A radio by address by Henry A. Wallace entitled "Recessions Don't Stop Themselves" about the then-current economic climate in the United States - from July 29, 1949.
December 2, 2011

In retrospect, a visionary.

They say that everything old is new again - and in this case, everything new is old again. Old news is the fact that this country weathers through economic disasters on a periodic basis. The remedies, like insanity, are ones tried over and over again hoping to achieve different results. And subsequently we are routinely visited by the ghosts of disgusting familiarity.

In 1949 we were in the midst of yet another recession. This one was by and large the product of a Post-World War climate, a period where dramatic upheavals were taking place all over the world. The Cold War was a relatively new malady and a focus-point for alarmists everywhere. Our Foreign Policy was a shambles (the same shambles it is today but for mostly different reasons), our Domestic policy was busily being undermined by the legendary "do nothing" Congress (deja-vu you ask?) and we were starting on that gradual decline that has taken us to where we are today.

Former vice-President and Presidential Candidate for the Progressive Party, Henry A. Wallace laid out the situation in a radio address, part of the radio series Pro and Con on July 29, 1949.

Among the many things he crammed into fifteen minutes, he said:

Henry Wallace: “It is no answer to say that savings are high. The truth is that one-third of American families have no savings. And that most of the savings are in the hands of the top 10%. The wealthy 10% can’t buy all the products of our farms and factories. That is why there are 3 million fewer people working this summer than last summer. That is why farmers are making 1/10th less money. That is why business failures have doubled in less than a year. The President tells us the decline in industrial production has only been moderate. And as I look at those figures I see that the decline in the last seven months is as great as the decline in the first seven months of the 1929-1930 bust.

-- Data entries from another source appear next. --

PR #230, opened 2026-06-08
[SDK-300] Experiment Plot Tweaks

Lumorti:
The plotting functions for the experiment classes have been updated:
- fitting is now supported for most experiment types and can be toggled on/off
- each of the experiment plots can also be done in dB if requested
- the tests have been updated to use data that more accurately represents the experiment
- units for various quantities have been added

Usage remains the same as before, but now with optional parameters `fit` and `db`:
```python
experiment_result.plot(db=True, fit=False)
```

image
image
image
image
image
image


amirazzam2000 (approved):
thanks luke!

PR #232, opened 2026-06-09
[SDK-301] More Plot Tweaks

Lumorti:
The various experiment plots have been further improved based on comments from the experimentalists, mostly regarding the units and formatting.

image

image

image

### DIFF
--- a/src/qilisdk/experiments/experiment_result.py
+++ b/src/qilisdk/experiments/experiment_result.py
@@ -217,6 +217,7 @@ class ExperimentResult(FunctionalResult):
 
         x_values = [x_override.transform(x) for x in x_values] if x_override else x_values
         y_values = [y_override.transform(y) for y in y_values] if y_override else y_values
+        z_values = z_override.transform(s21) if z_override else s21
 
         x_edges = np.linspace(x_values[0].min(), x_values[0].max(), len(x_values[0]) + 1)
         y_edges = np.linspace(y_values[0].min(), y_values[0].max(), len(y_values[0]) + 1)
@@ -227,7 +228,7 @@ class ExperimentResult(FunctionalResult):
         ax1.set_ylabel(y_override.label if y_override and y_override.label else y_labels[0])
         ax1.ticklabel_format(axis="both", style="sci", scilimits=(-3, 3))
 
-        mesh = ax1.pcolormesh(x_edges, y_edges, s21.T, cmap="viridis", shading="auto")
+        mesh = ax1.pcolormesh(x_edges, y_edges, z_values.T, cmap="viridis", shading="auto")
         z_label = z_override.label if z_override and z_override.label else r"$|S_{21}|$"
         colorbar_label = z_label + " ∝ Voltage" if not db else z_label + " (dB)"
         fig.colorbar(mesh, ax=ax1, label=colorbar_label)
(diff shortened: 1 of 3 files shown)


src/qilisdk/experiments/experiment_result.py
```diff
@@ -113,8 +130,138 @@ def add_fit(
...
+
+        Args:
+            figure (Figure): The Matplotlib figure to save.
+            save_to (str | Path): The path or directory where the figure should be saved.
+        """
+        save_to = Path(save_to)
+        if save_to.is_dir():
+            save_to /= f"{self.plot_title}_qubit{self.qubit}.png"
+        save_to.parent.mkdir(parents=True, exist_ok=True)
+        figure.savefig(save_to)
```
Lumorti, line 134: Note for reviewers, this (and the plot_1d and plot_2d) was moved outside of plot() for sonarqube refactoring reasons

Lumorti:
The codecov is not technically true, it's just because I moved some functions around that weren't previously tested either, all genuinely new lines _have_ been tested

src/qilisdk/experiments/experiment_result.py
```diff
@@ -43,6 +43,20 @@ def __init__(self, labels: list[str], values: list[np.ndarray]) -> None:
         self.values = values
 
 
+class DimOverride:
```
amirazzam2000: maybe we can unify this with the Dimension class, the label is already it's own override but we can add a transform callable to transform the data we are passing.

amirazzam2000 (changes requested):

src/qilisdk/experiments/experiment_result.py
fedonman: I agree, a new class is not needed. This can be a type alias a callable that takes Dimension and returns another Dimension, `DimensionOverride = Callable[[Dimension], Dimension]`

src/qilisdk/experiments/experiment_result.py
```diff
@@ -55,8 +69,11 @@ class ExperimentResult(FunctionalResult):
     plot_title: ClassVar[str]
     """Default plot title; subclasses provide the concrete label."""
 
-    colorbar_label: ClassVar[str] = r"$|S_{21}|$"
-    """Default colorbar label for 2D plots; can be overridden by subclasses if needed."""
+    dims_override: ClassVar[dict[int, DimOverride]] = {}
```
fedonman: a `list[DimOverride | None]` makes sense too.

amirazzam2000 (approved):
Okay we can just merge this! Thanks Luke 🫶

src/qilisdk/experiments/experiment_result.py
```diff
@@ -113,8 +130,136 @@ def add_fit(
...
+            s21 (np.ndarray): The S21 data to plot, either in linear or dB scale.
+            dims (list[Dimension]): The dimensions of the experiment, used for labeling axes.
+            db (bool): Whether the data is in dB scale, affecting axis labels and fit behavior.
+            fit (bool): Whether to perform and plot the fit using the `add_fit` method.
+            save_to (str | None): Optional path or directory to save the figure.
+            initial_guess (list[float] | None): Optional initial guess passed to `add_fit`.
+        """
+        x_labels, x_values = dims[0].labels, dims[0].values
+        x_override = self.dims_override.get(0)
+        y_override = self.dims_override.get(1)
```
fedonman: This is a side-product of not mapping Dimension to Dimension: There is no `dims[1]` but here we assume it via `dims_override`.

src/qilisdk/experiments/experiment_result.py
amirazzam2000: The dimensions override should be `Callable[[Dimension], [Dimension]]` no?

Wallace was acutely aware of what the problem was. As Secretary of Agriculture prior to his vice-Presidency, he oversaw many of the New Deal Recovery programs take shape to help put the country back on its feet. Clearly, in those 60+ years, not much has changed. Well, the stakes, the greed, the corruption and the incompetence have reached new highs. But the bottom line hasn't.

And that's where the insanity takes over.